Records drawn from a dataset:
▼

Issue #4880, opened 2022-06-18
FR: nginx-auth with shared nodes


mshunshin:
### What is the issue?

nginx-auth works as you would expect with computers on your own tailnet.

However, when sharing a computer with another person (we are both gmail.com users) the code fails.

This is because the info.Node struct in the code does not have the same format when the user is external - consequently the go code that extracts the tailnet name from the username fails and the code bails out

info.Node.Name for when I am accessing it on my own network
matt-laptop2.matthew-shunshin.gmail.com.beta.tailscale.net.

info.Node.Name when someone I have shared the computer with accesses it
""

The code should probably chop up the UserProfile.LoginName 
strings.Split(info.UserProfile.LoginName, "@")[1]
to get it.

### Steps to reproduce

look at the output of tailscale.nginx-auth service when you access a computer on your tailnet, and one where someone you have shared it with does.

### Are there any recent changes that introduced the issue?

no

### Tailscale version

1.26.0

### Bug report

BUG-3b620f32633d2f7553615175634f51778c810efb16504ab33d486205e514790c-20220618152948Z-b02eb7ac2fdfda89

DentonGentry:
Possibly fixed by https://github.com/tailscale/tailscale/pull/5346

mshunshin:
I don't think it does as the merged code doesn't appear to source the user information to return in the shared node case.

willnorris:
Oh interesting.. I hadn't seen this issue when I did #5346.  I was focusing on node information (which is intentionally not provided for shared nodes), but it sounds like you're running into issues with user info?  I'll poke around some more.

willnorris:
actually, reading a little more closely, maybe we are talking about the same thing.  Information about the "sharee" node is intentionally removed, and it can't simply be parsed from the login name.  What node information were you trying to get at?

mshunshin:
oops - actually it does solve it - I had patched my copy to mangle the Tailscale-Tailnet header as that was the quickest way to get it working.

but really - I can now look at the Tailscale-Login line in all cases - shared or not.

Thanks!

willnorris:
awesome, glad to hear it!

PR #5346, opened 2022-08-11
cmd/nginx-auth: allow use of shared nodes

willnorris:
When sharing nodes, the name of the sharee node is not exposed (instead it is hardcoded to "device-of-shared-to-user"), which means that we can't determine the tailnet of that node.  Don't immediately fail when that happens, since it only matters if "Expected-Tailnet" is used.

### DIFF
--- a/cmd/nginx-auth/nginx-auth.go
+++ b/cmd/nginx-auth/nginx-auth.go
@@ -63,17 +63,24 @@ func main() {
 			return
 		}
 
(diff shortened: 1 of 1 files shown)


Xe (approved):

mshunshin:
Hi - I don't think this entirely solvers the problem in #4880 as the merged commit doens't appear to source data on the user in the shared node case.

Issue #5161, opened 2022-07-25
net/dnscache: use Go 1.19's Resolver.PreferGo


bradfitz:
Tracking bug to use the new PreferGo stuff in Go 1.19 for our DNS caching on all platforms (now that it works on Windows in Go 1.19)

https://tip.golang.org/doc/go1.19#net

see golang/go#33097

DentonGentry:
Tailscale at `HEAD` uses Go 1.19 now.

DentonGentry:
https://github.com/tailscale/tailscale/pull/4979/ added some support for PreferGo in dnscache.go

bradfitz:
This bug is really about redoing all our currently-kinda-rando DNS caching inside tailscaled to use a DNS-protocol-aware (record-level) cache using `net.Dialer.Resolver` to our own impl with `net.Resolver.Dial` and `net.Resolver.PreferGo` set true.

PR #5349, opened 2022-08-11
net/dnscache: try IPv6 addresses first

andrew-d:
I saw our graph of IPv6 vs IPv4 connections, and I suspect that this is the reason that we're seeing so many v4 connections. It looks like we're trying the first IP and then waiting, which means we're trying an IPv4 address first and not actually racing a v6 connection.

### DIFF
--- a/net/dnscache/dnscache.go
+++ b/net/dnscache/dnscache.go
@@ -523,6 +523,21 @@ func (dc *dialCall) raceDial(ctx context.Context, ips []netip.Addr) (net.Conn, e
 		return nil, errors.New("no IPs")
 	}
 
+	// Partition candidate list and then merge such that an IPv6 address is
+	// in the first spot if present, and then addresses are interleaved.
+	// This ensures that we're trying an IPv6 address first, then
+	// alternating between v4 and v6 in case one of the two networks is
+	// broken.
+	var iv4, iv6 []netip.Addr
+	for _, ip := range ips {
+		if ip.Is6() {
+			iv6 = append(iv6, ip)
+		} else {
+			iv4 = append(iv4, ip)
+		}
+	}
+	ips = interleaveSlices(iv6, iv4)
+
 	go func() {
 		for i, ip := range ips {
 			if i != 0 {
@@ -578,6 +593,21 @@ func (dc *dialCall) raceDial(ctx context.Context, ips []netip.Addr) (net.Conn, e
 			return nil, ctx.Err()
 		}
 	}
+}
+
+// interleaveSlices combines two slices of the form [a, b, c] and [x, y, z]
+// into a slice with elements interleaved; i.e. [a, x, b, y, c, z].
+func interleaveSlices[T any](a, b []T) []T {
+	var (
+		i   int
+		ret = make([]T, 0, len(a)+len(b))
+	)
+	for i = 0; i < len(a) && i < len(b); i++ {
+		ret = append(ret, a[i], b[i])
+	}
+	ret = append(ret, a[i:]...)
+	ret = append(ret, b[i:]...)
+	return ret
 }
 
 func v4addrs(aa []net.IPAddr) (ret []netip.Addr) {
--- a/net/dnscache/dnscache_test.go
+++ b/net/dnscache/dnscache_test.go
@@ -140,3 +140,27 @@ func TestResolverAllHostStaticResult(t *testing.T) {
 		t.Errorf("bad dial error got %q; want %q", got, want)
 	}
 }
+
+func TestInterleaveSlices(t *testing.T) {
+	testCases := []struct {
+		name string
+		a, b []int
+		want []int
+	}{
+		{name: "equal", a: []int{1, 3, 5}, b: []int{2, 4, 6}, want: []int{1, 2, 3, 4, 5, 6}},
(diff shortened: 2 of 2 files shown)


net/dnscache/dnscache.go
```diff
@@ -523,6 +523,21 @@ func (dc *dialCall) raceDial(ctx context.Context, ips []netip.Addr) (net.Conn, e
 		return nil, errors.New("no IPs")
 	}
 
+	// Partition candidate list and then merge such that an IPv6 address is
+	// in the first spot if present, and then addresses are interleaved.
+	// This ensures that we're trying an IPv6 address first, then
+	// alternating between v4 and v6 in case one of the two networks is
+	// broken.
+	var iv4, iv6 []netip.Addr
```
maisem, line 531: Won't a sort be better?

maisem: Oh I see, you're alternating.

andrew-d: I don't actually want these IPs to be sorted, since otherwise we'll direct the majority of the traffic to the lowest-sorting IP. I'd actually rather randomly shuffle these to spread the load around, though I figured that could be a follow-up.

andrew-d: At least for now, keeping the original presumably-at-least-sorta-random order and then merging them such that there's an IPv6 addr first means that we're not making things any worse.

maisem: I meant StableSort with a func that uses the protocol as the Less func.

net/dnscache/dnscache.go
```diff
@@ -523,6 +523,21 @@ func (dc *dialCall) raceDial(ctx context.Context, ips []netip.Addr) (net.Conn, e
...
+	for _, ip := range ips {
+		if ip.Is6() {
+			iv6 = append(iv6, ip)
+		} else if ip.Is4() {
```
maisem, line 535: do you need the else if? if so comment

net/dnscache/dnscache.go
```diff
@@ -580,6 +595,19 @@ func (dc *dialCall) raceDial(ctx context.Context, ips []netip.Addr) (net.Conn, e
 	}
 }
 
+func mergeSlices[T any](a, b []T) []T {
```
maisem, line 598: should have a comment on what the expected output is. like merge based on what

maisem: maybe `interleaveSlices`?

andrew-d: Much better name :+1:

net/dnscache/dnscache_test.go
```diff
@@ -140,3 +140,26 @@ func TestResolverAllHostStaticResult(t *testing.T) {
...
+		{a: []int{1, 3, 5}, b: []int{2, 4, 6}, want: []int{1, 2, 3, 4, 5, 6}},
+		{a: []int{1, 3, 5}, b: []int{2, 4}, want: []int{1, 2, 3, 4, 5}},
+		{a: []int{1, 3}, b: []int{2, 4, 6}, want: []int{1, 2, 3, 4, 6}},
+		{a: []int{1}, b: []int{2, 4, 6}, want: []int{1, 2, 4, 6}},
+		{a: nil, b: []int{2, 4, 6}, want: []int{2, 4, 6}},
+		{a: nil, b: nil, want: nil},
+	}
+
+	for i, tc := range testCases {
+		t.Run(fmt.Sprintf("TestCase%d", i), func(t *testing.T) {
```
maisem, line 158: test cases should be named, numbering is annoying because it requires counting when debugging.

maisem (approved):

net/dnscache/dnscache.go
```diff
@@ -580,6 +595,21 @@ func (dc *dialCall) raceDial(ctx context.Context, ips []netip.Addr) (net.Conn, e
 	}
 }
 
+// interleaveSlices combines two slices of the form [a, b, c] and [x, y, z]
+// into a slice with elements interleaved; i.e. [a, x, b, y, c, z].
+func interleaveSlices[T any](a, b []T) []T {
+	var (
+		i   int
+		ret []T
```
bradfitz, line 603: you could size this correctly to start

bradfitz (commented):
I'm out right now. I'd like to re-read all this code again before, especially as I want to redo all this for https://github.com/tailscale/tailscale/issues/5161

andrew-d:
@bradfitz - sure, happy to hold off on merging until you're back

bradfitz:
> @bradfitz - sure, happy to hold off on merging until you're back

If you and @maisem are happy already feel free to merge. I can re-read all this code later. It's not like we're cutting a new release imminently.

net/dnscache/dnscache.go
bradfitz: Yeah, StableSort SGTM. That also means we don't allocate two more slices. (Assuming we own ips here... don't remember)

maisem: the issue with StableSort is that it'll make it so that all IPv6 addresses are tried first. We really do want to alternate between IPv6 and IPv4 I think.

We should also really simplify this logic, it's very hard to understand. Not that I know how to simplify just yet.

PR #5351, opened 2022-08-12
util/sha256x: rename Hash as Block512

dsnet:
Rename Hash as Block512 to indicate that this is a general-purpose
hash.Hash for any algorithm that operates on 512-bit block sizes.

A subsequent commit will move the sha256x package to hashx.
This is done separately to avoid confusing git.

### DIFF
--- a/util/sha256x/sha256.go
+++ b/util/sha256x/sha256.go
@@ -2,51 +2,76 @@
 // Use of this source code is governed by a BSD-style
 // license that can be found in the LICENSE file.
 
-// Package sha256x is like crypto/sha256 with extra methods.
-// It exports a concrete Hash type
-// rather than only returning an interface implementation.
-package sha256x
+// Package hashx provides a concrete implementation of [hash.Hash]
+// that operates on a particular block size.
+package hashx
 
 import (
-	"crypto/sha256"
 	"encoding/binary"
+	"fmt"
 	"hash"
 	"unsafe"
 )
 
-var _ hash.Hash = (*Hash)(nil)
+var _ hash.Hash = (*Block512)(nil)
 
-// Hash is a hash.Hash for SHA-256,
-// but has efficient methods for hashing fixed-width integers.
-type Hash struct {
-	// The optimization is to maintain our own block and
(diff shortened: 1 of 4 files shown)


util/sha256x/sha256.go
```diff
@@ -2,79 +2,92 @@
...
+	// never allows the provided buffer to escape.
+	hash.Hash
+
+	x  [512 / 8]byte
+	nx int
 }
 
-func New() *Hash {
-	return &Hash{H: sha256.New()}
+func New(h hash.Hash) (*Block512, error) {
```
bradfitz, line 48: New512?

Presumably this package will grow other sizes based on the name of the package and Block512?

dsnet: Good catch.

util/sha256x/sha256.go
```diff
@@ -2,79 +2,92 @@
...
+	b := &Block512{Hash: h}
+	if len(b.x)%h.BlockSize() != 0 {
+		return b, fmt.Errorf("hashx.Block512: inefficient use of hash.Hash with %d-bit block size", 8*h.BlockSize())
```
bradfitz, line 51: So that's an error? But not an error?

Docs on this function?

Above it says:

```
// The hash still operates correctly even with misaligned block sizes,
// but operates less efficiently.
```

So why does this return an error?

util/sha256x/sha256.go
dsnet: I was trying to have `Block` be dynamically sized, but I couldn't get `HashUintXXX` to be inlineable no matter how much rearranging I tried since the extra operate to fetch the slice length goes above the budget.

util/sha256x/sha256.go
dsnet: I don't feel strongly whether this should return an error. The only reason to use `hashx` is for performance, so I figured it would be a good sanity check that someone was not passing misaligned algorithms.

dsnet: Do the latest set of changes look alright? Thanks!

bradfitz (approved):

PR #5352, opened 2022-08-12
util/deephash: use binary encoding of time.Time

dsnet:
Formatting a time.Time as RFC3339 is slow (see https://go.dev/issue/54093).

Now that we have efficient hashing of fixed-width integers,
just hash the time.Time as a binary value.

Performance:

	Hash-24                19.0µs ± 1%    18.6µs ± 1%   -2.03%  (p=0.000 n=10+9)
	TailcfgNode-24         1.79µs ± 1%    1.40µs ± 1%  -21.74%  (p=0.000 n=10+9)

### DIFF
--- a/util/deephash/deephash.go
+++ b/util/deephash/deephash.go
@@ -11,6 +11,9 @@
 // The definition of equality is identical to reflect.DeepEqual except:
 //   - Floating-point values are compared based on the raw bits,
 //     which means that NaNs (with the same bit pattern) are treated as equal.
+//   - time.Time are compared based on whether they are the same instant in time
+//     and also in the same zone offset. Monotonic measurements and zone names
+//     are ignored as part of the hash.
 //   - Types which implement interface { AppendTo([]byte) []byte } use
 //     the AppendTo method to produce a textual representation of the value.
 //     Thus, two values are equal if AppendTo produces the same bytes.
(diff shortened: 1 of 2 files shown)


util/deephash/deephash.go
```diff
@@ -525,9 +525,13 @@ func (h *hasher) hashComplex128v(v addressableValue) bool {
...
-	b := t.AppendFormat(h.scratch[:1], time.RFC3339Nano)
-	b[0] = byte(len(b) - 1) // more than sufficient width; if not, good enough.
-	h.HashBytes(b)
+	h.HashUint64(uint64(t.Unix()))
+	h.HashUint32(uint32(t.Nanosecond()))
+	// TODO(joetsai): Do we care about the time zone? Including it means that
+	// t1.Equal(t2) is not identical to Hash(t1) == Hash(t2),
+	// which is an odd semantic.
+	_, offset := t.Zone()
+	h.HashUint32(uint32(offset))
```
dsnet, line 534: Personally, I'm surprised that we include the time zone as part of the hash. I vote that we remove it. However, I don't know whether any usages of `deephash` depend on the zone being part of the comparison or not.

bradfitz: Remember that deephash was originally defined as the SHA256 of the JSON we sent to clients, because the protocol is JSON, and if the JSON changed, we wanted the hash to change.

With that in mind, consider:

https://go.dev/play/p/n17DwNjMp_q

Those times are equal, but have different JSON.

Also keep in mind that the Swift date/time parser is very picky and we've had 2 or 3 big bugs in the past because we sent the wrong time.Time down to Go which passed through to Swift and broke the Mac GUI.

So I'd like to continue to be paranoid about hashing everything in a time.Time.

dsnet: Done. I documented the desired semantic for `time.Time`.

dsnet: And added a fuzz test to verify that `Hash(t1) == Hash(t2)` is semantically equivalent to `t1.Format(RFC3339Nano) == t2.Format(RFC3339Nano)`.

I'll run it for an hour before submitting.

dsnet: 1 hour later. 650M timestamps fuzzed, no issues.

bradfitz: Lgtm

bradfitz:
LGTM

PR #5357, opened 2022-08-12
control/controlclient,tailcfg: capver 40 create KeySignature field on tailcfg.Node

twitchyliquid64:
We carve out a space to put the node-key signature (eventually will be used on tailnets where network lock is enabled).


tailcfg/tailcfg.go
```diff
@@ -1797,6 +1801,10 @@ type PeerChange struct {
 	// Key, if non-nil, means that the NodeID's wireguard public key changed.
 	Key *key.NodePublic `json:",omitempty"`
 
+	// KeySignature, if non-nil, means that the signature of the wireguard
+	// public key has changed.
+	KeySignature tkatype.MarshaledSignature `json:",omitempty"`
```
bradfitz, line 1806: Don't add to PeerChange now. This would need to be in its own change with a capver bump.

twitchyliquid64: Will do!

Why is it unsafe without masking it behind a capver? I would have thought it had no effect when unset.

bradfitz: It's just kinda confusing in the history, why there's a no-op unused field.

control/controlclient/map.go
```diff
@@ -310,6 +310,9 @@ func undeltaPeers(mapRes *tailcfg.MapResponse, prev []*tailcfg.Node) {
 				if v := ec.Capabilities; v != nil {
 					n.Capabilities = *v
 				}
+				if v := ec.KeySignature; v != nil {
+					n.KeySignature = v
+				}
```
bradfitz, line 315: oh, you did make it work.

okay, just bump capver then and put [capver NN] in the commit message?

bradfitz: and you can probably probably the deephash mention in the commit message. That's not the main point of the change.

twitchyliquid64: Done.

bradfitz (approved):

▲

All lines carrying the word "util" must be copied from the data above.

Exercise result:
util/sha256x: rename Hash as Block512
--- a/util/sha256x/sha256.go
+++ b/util/sha256x/sha256.go
util/sha256x/sha256.go
util/sha256x/sha256.go
util/sha256x/sha256.go
util/sha256x/sha256.go
util/deephash: use binary encoding of time.Time
--- a/util/deephash/deephash.go
+++ b/util/deephash/deephash.go
util/deephash/deephash.go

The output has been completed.